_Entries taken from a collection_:
☆ ☆ ☆ ☆ ☆ ☆ ☆
PR #591, opened 2023-10-13
Add DataCollectionSynth

edalzell:
Going to leave this as draft because I'd like to explain my use case and see if you folks are willing to accept this. If so, I will add tests.

In my project I have a custom DataCollection called `StationCollection` and because I'm using Livewire (v3), I had it `implement Wireable`. However, the `WireableSynth` in Livewire expects properties:

```php
    function set(&$target, $key, $value) {
        $target->{$key} = $value;
    }
```

Which throws an error when used.

To work around this I created a `DataCollectionSynth` that handles things properly, and then made a custom synth that inherits from `DataCollectionSynth` to deal with my custom stuff (mostly type hinting).

Note that to use this, one would have to add this to your service provider, `Livewire::propertySynthesizer(DataCollectionSynth::class);`

Does that sound reasonable?

### DIFF
--- a/src/Synths/DataCollectionSynth.php
+++ b/src/Synths/DataCollectionSynth.php
@@ -28,9 +28,19 @@ class DataCollectionSynth extends Synth
         ];
     }
 
-    public function hydrate($value, $meta)
+    /**
+     * @param  array<mixed>  $value
+     * @param  array<string, class-string>  $meta
+     * @param  mixed  $hydrateChild
+     * @return \Spatie\LaravelData\DataCollection
+     */
+    public function hydrate($value, $meta, $hydrateChild)
     {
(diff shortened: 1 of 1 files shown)


rubenvanassche:
Hi @edalzell,

Thanks for the PR, I first need to get started with LiveWire 3 and read myself into the hydration and synthesizers part. When that's done I'll again take a look at this PR!

edalzell:
Just pushed a fix, we need to dehydrate recursively (thanks [Josh](https://github.com/joshhanley)!)

rubenvanassche:
Still on my radar, now I have some time since v4 is our gonna take a look at this next week or the week after that.

rubenvanassche:
Thanks!

PR #597, opened 2023-11-01
Add generic type for WithData trait

konovalexander:
It becomes possible to add PHPDoc when using the "WithData" trait:
```
class CommentRequest extends FormRequest {

    /** @use WithData<\App\Data\CommentData> */
    use WithData;

    protected string $dataClass = CommentData::class;

    //Some code
}
```
Then type hinting works correctly after calling the "getData" method:
```
public function store(CommentRequest $request): JsonResponse {
    
    $commentData = $request->getData();
    //$commentData is now of type CommentData
    
    //Some code
}
```

### DIFF
--- a/src/WithData.php
+++ b/src/WithData.php
@@ -3,12 +3,17 @@
 namespace Spatie\LaravelData;
 
 use Spatie\LaravelData\Contracts\BaseData;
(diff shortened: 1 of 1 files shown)


rubenvanassche:
Fancy 😍 , thanks!

Issue #583, opened 2023-10-10
Non-self explanatory Optional property initialization


raveren:
**✏️ Describe the bug**

This works:
```php
class SongData extends Data
{
    public string $title;
    public array|Optional $artist;

    public function __construct() {}
}

class DataTest extends TestCase
{
    public function test_case: void
    {
        $s        = SongData::from([]);
        $s->title = 'ads';

        dd($s->toArray());
    }
}
```

This doesn't:

```
Error: Typed property Tests\App\SongData::$artist must not be accessed before initialization
/var/www/vendor/spatie/laravel-data/src/Transformers/DataTransformer.php:79
/var/www/vendor/spatie/laravel-data/src/Transformers/DataTransformer.php:48
/var/www/vendor/spatie/laravel-data/src/Concerns/BaseData.php:106
/var/www/vendor/spatie/laravel-data/src/Concerns/TransformableData.php:16
```

```php
class SongData extends Data
{
    public string $title;
    public array|Optional $artist;

    public function __construct() {}
}

class DataTest extends TestCase
{
    public function test_case: void
    {
        $s        = SongData::from(); // <-- removed empty array
        $s->title = 'ads';

        dd($s->toArray());
    }
}
```

And most importantly this, natural use, which would allow usage of LaravelData without any documentation doesn't work either:

```php
class SongData extends Data
{
    public string $title;
    public array|Optional $artist;

    public function __construct() {}
}

class DataTest extends TestCase
{
    public function test_case: void
    {
        $s        = new SongData(); // <-- 
        $s->title = 'ads';

        dd($s->toArray());
    }
}
```

**✅ Expected behavior**

Logically, the class initialization should not alter this behaviour, the initialization should yield equivalent results in the end.

Especially the `DataClass::from()` vs `DataClass::from([])` is a very niche solution for this, feels like a work-around.

**🖥️ Versions**

Laravel: latest
Laravel Data: latest
PHP: latest

rubenvanassche:
Yeah weird behavior, fixed it in the version released today.

rubenvanassche:
Reverted due to the implementation being more difficult than expected: #590

ronssij:
@raveren from what I have understand if the field is optional, sometimes it could be null and it is a realtionship. you can do the `Data|Lazy|Optional`

```
class SongData extends Data
{
    public string $title;
    public ArtistData|Lazy|Optional $artist;

    public function __construct() {}
}
```

raveren:
[...]

Issue #590, opened 2023-10-13
[3.9.1] backward compatibility is broken


alexrififi:
**✏️ Describe the bug**

I have LocationData with

```php
    public function __construct(
        public int|null|Optional $parent_id,
    ) {
    }
```

**Optional** is present for partial API update as [in the documentation](https://spatie.be/docs/laravel-data/v3/as-a-data-transfer-object/optional-properties)

In version `3.9.0`, if `parent_id` is `null` in the Model, then in the data object `parent_id` is also equal to `null`.

In version `3.9.1`, if `parent_id` is `null` in the Model, then in the data object `parent_id` is absent

**✅ Expected behavior**

If `parent_id` is `null` in the Model, then in the data object `parent_id` also to be equal to `null`. Otherwise, it is not clear how to use `Optional` in this case (when there may be a partial API update, but null in the model also matters)

**🙏 The reason**

It looks like this commit https://github.com/spatie/laravel-data/commit/3b63875338cd6ef29fe362421a4e2186338f5b2d

**🖥️ Versions**

Laravel: 10.28.0
Laravel Data: 3.9.1
PHP: 8.2

Ferikl:
Same issue!

rubenvanassche:
Fixed in 3.9.2

PR #602, opened 2023-11-08
Fix issue where non set optional values were transformed

rust17:
fix: #583 and be compatible with backward which mentioned in #590

### DIFF
--- a/src/Transformers/DataTransformer.php
+++ b/src/Transformers/DataTransformer.php
@@ -76,6 +76,10 @@ class DataTransformer
 
             $name = $property->name;
 
+            if ($property->type->isOptional && ! array_key_exists($name, get_object_vars($data))) {
+                continue;
+            }
+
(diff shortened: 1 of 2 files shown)


rust17:
@rubenvanassche 😃  I think it's helpful. If you think this change useful too, please consider merging this.

rubenvanassche:
Good solution, never would have though about that one. Hopefully it will not break performance too hard. Thanks

xHeaven:
@rubenvanassche Probably just a nitpick, also didn't test it at all so I'm just talking out of my head right now: do we really want to do `get_object_vars()` inside the `foreach` loop? Can't we do `$objectVars = get_object_vars($data);` or something like this _outside_ the loop, and referencing that variable inside the loop? I think it'd help a little if you have massive datasets if we didn't query all the object vars in every iteration from the exact same dataset.

PR #630, opened 2023-12-31
Edit the config file to specific the namespace and the suffix

alihesahm:
I think adding this configuration will help the developer to know that they can config the namespace and the suffix of the generated Data class


rubenvanassche:
Yeah we didn't add this in the past to keep the config file clear, there is some documentation about this in the docs

PR #642, opened 2024-01-21
Update working-with-dates.md

ricardov03:
Adding the PHP documentation with the different DateTimeInterface predefined constanst.


rubenvanassche:
I think this is a quick google away, I wanna keep the documentation as clear as it is.

PR #643, opened 2024-01-21
[add] Arr::flatter wrap methods params

pepperfm:
I always wanted to pass parameters as array to `only()` and `except()` method to make code more light and slim on break lines

Here is a solution: now methods accept string and array the same way


rubenvanassche:
Why not do `include(...$myArray)`?

PR #648, opened 2024-01-24
Added `push()` method

Plytas:
I was looking for a fluent way to add items to collection but wasn't able to find one.
Current alternatives:
```php
SimpleData::collection()->toCollection()->push('foo'); //Technically works if underlying collection is `\Illuminate\Support\Collection`, but cannot be properly type hinted because `$items` is `\Illuminate\Support\Enumerable`.
```
```php
$collection = SimpleData::collection();
$collection[] = 'foo'; //This works because `DataCollection` implements `ArrayAccess`
```

This proposed method is the same as `\Illuminate\Support\Collection::push()`.

### DIFF
--- a/src/DataCollection.php
+++ b/src/DataCollection.php
@@ -78,6 +78,20 @@ class DataCollection implements DataCollectable, ArrayAccess
     }
 
     /**
+     * @param TValue ...$values
+     *
+     * @return static
+     */
+    public function push(...$values): static
+    {
+        foreach ($values as $value) {
+            $this[] = $value;
+        }
+
+        return $this;
+    }
+
+    /**
      * @param TKey $offset
      *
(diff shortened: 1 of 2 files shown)


rubenvanassche:
In v4 these methods are deprecated since we want to move away from DataCollections to regular Collections, we're not going to add any extra methods in such case just use a Collection from now on.

Plytas:
Wasn't aware of upcoming v4 changes and I see it has been tagged recently. Thank you!

rubenvanassche:
Yeah has been in the making for a year, glad I've could finally release it 😄 

I hope to completely remove DataCollection in v5 but that requires some extra thinking about how to handle a few scenarios, that's something for the next weeks.

Issue #660, opened 2024-02-11
Incorrect CastPropertiesDataPipe logic


alexrififi:
**✏️ Describe the bug**
In the case where the cast returns an empty array, it is not returned

**↪️ To Reproduce**
```php
use Illuminate\Support\Collection;
use Spatie\LaravelData\Attributes\WithCast;
use Spatie\LaravelData\Casts\Cast;
use Spatie\LaravelData\Data;
use Spatie\LaravelData\Support\Creation\CreationContext;
use Spatie\LaravelData\Support\DataProperty;

it('cannot cast empty collection', function () {
    class KeysCast implements Cast
    {
        public function cast(
            DataProperty $property,
            mixed $value,
            array $properties,
            CreationContext $context
        ): array {
            return $value instanceof Collection ? $value->keys()->all() : $value;
        }
    }

    class SomeData extends Data
    {
        public function __construct(
            #[WithCast(KeysCast::class)]
            public array $items,
        ) {
        }
    }

    // normal behavior
    $data = SomeData::from(['items' => new Collection(['one' => 'value 1', 'two' => 'value 2'])]);
    expect($data)->toBeInstanceOf(SomeData::class);
    expect($data->items)->toEqual(['one', 'two']);

    // TypeError: SomeData::__construct(): Argument #1 ($items) must be of type array, Illuminate\Support\Collection given
    $data = SomeData::from(['items' => new Collection()]);
    expect($data)->toBeInstanceOf(SomeData::class);
    expect($data->items)->toEqual([]);
});
```

**✅ Expected behavior**
I expect that the data's property `items` will equal an empty array

**🖥️ Versions**

Laravel: 10.43.0
Laravel Data: 4.0.1
PHP: 8.3.1

---

## The problem is here

https://github.com/spatie/laravel-data/blob/67d279485fccb78ada54405bd347bf602697c967/src/DataPipes/CastPropertiesDataPipe.php#L55-L59

When `$casted` is equal to an empty array, it is not returned

## Note

I also assume that if the cast returns a value that is [**interpreted as false**](https://www.php.net/manual/en/language.types.boolean.php#language.types.boolean.casting), in some cases it may break the application's logic.

Skullbock:
Adding another case here: If i have a custom cast that may return `null`, which for that casts is a valid value, this same data pipeline will not return null and keep the original value, for the same reasoning

rubenvanassche:
Should be fixed with the next release!

PR #662, opened 2024-02-11
[v4] Fix CastPropertiesDataPipe logic

alexrififi:
This PR attempts to fix https://github.com/spatie/laravel-data/issues/660


rubenvanassche:
Thanks for the starting point, that was really handy! Eventually I've made my own implementation should be released later today!

PR #665, opened 2024-02-12
Prevent out of memory with multiple requests in a test

### LINKED ISSUE #656: [V4] Out of memory when resolving Data object from container during feature tests
**✏️ Describe the bug**

I have a feature test that makes requests to a controller that is resolving a Data object from the container. The second request causes an out of memory error. If I only make one request in the test it works fine.

**↪️ To Reproduce**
☆ ☆ ☆ ☆ ☆ ☆ ☆
_EXERCISE GOAL_: From the entries above, pull out each line that includes "cannot".

_RESULT OF THE TASK_:
SimpleData::collection()->toCollection()->push('foo'); //Technically works if underlying collection is `\Illuminate\Support\Collection`, but cannot be properly type hinted because `$items` is `\Illuminate\Support\Enumerable`.
it('cannot cast empty collection', function () {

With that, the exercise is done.